Indeed. References already have to point to valid objects on pain of UB, so a valid reference is only ever going to point to something within whatever address space the arch gives you.
Also I don’t think that bit pattern alone can tell you whether a type is a POD or not. i.e. add a Drop impl to a newtype wrapper around an integer, and now there’s more meaning behind the type than just its bits.
Don't references also have to be aligned? At least, this would be implied by pointing to a valid instance. That means some of the LSBs must be 0 if the alignment is greater than 1.
f32/f64: yes, everything is valid, just a great deal of them are NAN
It’s safe and reversible to cast a usize to any (thin) raw pointer type, so yes, raw pointers can have any bit pattern
As others have said, references need to be non-null, aligned, and point to a valid object of the type. (Aligned needs to be mentioned separately because of ZSTs, where anywhere is a valid object in the “it can be read by ptr::read_unaligned” sense.)
For structs what you say is technically only true for repr(C) – repr(rust) (the default) is technically allowed to include arbitrary, important extra information should the compiler deem it necessary. (Not that that actually happens today in any situation of which I’m aware.)
unions I suspect the answer isn’t actually finalized yet, since it depends what the rules end up being around whether the semantics are defined in terms of which variant was assigned, as just splatting bits in wouldn’t set any of the variants as active (in a official semantics sense, obviously not in a “something tracked in release code in memory” sense).

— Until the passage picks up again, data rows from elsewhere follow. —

PR #1503, opened 2023-03-14
fix list_jobs detail handling

yanchengnv:
### Description

The old FLAdminAPI didn't support the "-d" option of the "list_jobs" command. This PR fixes it by using the returned "meta" info.

This PR fixes the bug reported in NVBug 4005332.

### Types of changes

- [ ] Documentation updated.

### DIFF
--- a/nvflare/fuel/hci/client/fl_admin_api.py
+++ b/nvflare/fuel/hci/client/fl_admin_api.py
@@ -396,11 +396,10 @@ class FLAdminAPI(AdminAPI, FLAdminAPISpec):
             command = command + " " + options
         success, _, reply = self._get_processed_cmd_reply_data(command)
         if success:
-            if reply.get("data"):
-                for data in reply["data"]:
-                    if data["type"] == "table":
-                        details = data["rows"]
-                        return FLAdminAPIResponse(APIStatus.SUCCESS, details, reply)
+            meta = reply.get("meta")
+            if meta:
+                jobs_list = meta.get("jobs", [])
+                return FLAdminAPIResponse(APIStatus.SUCCESS, jobs_list, reply)
         return FLAdminAPIResponse(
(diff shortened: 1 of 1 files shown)


nvflare/fuel/hci/client/fl_admin_api.py
```diff
@@ -396,11 +396,10 @@ def list_jobs(self, options: str = None) -> FLAdminAPIResponse:
...
         if success:
-            if reply.get("data"):
-                for data in reply["data"]:
-                    if data["type"] == "table":
-                        details = data["rows"]
-                        return FLAdminAPIResponse(APIStatus.SUCCESS, details, reply)
+            meta = reply.get("meta")
+            if meta:
+                jobs_list = meta.get("jobs", [])
+                return FLAdminAPIResponse(APIStatus.SUCCESS, jobs_list, reply)
```
YuanTingHsieh, line 402: This LGTM, I just went through the code and think we could have some clean-ups regarding fl_admin_api/admin_api/flare_api, but that can be done later.

YuanTingHsieh (approved):

nvflare/fuel/hci/client/fl_admin_api.py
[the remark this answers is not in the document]
yanchengnv: The old code simply did not handle the "-d" case - it was only looking for a table in the result. But the "-d" result was not a table, instead it was a list of JSON strings, and the code treated as RUN TIME ERROR.

This simply changes to use the "meta" structure that handles both cases.

BTW, this old fl_admin_api will be sunset soon.

yanchengnv: We'll sunset fl_admin_api in future. flare_api is the way to go.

Partly, but also partly because I thought it was theoretically possible for optimization passes to make wierd UB happen when you violate things like this. So what happens if I do:
let val: u8 = mem::uninitialized();
println!("{}", val);
Because every possible bit of data is valid, is this not UB? Or is it still UB because the compiler assumes val is never assigned to and optimizes it away?
I see, sorry I misunderstood your point about alignment. I was showing that a reference to a struct member is unaligned WRT the struct itself, but that’s kind of pointless. We’re aligned now (pun intended).
FWIW, the struct itself also only has 1-byte alignment. Aggregates are aligned to the maximum alignment of their members, unless you force it larger with #[repr(align(N))].
If the only UB is that the example prints any number, that’s different to it allowing remote code execution, for instance. But I guess that it’s best just to think of UB as a black box where anything (including the worst possible thing) can happen.
Right, it should be considered a black box. It’s certainly interesting to see what happens in practice on a particular compiler version, but that’s mostly just intellectual curiosity.
Just to make it clear, both C and Rust consider undefined behavior to be anything goes. The compiler is free to make literally anything happen including, but not at all limited to, segfaults.
Although it’s been mentioned in many other threads, I haven’t seen it in this one. Some architectures, most notably Itanium, detect and fault on [edit: read] references to uninitialized memory. The fact that all bit patterns in an initialized memory cell are valid does not imply that the same memory cell can be read when uninitialized.
It is best to think that. Sure, that specific toy program in the Playground might behave a particular way on a particular architecture, but what if the UB were part of a larger actively developed program? Who knows what might happen as code is added or removed or rearranged and the optimizer consequently gets a different view of the program.
And tbh even a black box approach isn’t sufficient. UB’s effects can potentially manifest anywhere in a program, not just at the site where the bad behavior is introduced.